Top of Records for this exercise
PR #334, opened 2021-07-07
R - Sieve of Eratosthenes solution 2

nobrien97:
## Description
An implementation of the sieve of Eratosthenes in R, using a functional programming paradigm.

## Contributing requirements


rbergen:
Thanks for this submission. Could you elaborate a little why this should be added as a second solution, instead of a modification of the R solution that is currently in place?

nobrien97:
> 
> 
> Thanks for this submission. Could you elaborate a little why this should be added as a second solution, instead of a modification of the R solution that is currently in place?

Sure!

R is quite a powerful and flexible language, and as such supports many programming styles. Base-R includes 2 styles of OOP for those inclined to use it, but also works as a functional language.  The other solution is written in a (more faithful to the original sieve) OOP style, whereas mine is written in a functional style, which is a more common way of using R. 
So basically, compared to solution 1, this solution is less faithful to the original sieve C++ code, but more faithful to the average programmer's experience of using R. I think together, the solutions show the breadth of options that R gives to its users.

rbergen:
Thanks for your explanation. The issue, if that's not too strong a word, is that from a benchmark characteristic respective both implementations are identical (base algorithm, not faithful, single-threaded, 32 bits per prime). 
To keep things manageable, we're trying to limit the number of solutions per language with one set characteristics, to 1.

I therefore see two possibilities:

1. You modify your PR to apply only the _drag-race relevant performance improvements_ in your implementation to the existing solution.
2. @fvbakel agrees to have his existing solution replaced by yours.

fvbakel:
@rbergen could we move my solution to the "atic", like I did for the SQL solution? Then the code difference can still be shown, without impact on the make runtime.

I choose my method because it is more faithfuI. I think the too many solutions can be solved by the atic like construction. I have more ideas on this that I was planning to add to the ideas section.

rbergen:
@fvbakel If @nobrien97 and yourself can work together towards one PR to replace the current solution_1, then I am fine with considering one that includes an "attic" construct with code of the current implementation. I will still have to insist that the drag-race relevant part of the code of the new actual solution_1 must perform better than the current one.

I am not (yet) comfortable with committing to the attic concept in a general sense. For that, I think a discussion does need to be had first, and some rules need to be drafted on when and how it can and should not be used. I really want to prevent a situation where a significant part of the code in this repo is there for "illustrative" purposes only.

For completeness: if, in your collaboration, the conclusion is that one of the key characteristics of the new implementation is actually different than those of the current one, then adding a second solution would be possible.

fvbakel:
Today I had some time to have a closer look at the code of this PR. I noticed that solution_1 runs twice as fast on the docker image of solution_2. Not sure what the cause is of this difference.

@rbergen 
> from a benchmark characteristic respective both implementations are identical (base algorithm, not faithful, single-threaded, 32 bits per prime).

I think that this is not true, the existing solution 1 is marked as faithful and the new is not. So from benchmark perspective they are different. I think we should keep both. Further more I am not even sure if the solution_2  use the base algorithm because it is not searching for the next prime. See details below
Bottom of Records for this exercise
§ **Problem details**: Would you print, exactly as written, every line above from the one holding "R is quite a" through the one holding "1. You modify", with both included and no other lines?

§ **Answer section**:
R is quite a powerful and flexible language, and as such supports many programming styles. Base-R includes 2 styles of OOP for those inclined to use it, but also works as a functional language.  The other solution is written in a (more faithful to the original sieve) OOP style, whereas mine is written in a functional style, which is a more common way of using R. 
So basically, compared to solution 1, this solution is less faithful to the original sieve C++ code, but more faithful to the average programmer's experience of using R. I think together, the solutions show the breadth of options that R gives to its users.

rbergen:
Thanks for your explanation. The issue, if that's not too strong a word, is that from a benchmark characteristic respective both implementations are identical (base algorithm, not faithful, single-threaded, 32 bits per prime). 
To keep things manageable, we're trying to limit the number of solutions per language with one set characteristics, to 1.

I therefore see two possibilities:

1. You modify your PR to apply only the _drag-race relevant performance improvements_ in your implementation to the existing solution.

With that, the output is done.